Parkinson's disease (PD) is a chronic, degenerative disease described by motors and non-motors symptoms. Changes in swallowing and respiratory dynamics increase risk of tracheal aspiration largely responsible for increased morbidity and mortality in this population. Thus, interdisciplinary rehabilitation strategies can reduce the complications of dysphagia, with consequent improvement of the prognosis of individuals with PD. Objective: To determine the impact of combined oral motor exercises and breathing exercises on swallowing disorders in individuals with PD. Method: Clinical trial, randomized and blinded for the examinator. For all subjects will be given the stage of PD and applied quality of life questionnaire. The swallowing complaints will be investigated through structured questionnaire and functional aspects of swallowing with videofluoroscopy. The Manovacuometry Spirometry will determine measures of respiratory function. The assessment of vocal and speech disorders will be done with perceptive, acoustic, aerodynamic and electroglottographic measures as well as analysis of intelligibility. Three groups of intervention will be defined: one of them doing oral motor exercises for swallowing, one doing breathing exercises and another must do this two interventions combined.
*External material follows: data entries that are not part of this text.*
PR #4604, opened 2026-07-27
fix(executor): reuse pooled http.Client for proxy-url upstream calls

llmdph:
## Summary
- Stop allocating a new `http.Client` + `http.Transport` on every upstream request when `proxy-url` / auth proxy is configured.
- Introduce a small process-wide pool of **8** `http.Client`s (within 5–10) keyed by proxy URL + timeout.
- Pooled clients share one `Transport`, with `IdleConnTimeout=30s` and higher idle conn limits, to reduce keep-alive / CONNECT buildup through HTTP proxies such as WARP.

## Why
With global `proxy-url`, `NewProxyAwareHTTPClient` previously did `&http.Client{}` and `cloneDefaultTransport()` per call (xAI/Grok executors included). That prevents connection reuse and commonly leaves idle proxy tunnels around the default ~90s idle timeout, which shows up as slow WARP HTTP paths and connection pressure.

## Test plan
- [x] `TestNewProxyAwareHTTPClientDirectBypassesGlobalProxy` still passes
- [x] Added pool reuse / shared transport tests
- [ ] `go test ./internal/runtime/executor/helps/ -count=1`
- [ ] Manual: run CPA with `proxy-url` pointing at HTTP proxy, send repeated `/v1/responses`, confirm proxy side no longer opens a fresh CONNECT every request


llmdph:
Closing this PR.

The branch started as a proxy HTTP client pool change, but it has since accumulated site-specific work (LLM request logs, Warp rotate agent hook, plugin host retries, etc.) that is not appropriate for upstream.

We'll keep those customizations on the llmdph fork only. Thanks for the automated review notes from Codex — useful for our private branch, but this PR should not stay open against the official repo.

PR #4631, opened 2026-07-28
fix(store): prevent GitTokenStore data loss from corrupted index

### LINKED ISSUE #4629: fix(store): GitTokenStore data loss after failed pull — corrupted index causes force push to wipe auths and config
### Summary

When a `git pull` inside `GitTokenStore` fails (e.g. `packfile not found` due to transient network issues on Render Free), the local git index becomes corrupted — auth file deletions are staged in the index. A subsequent `PersistConfig` or `PersistAuthFiles` call then commits this corrupted index, `rewriteHeadAsSingleCommit` replaces the entire HEAD tree with the incomplete tree, and `Force:true` push permanently deletes the missing files from the remote repository.

### Deployment & Tutorial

Effect of intervention will be assessed through measures of swallowing, breathing, voice and speech. The groups will be compared, according to the principle of "intention to treat" by appropriate statistical tests, according to the distribution of the dependent variables.
Study Type
INTERVENTIONAL
Allocation
RANDOMIZED
Purpose
TREATMENT
Masking
SINGLE
Enrollment
38
Patients will perform oral motor exercises for swallowing muscles for five weeks, four days a week. This exercises aim to increase strength and range of motion of mouth, larynx and pharynx structures. All patients will make sustained vowel phonation of /a/, pushing plosive phonemes /pa/, /ta/, /ka/ in a forceful manner, suction of wet gauze, swallowing with tongue hold and modified supraglottic maneuver, in ten repetitions, ascending and descending gliding phonation of vowel /a/ and /u/, five repetitions of each vowel, and tongue rotation in oral vestibule, 3 series of 5 repetitions to each side.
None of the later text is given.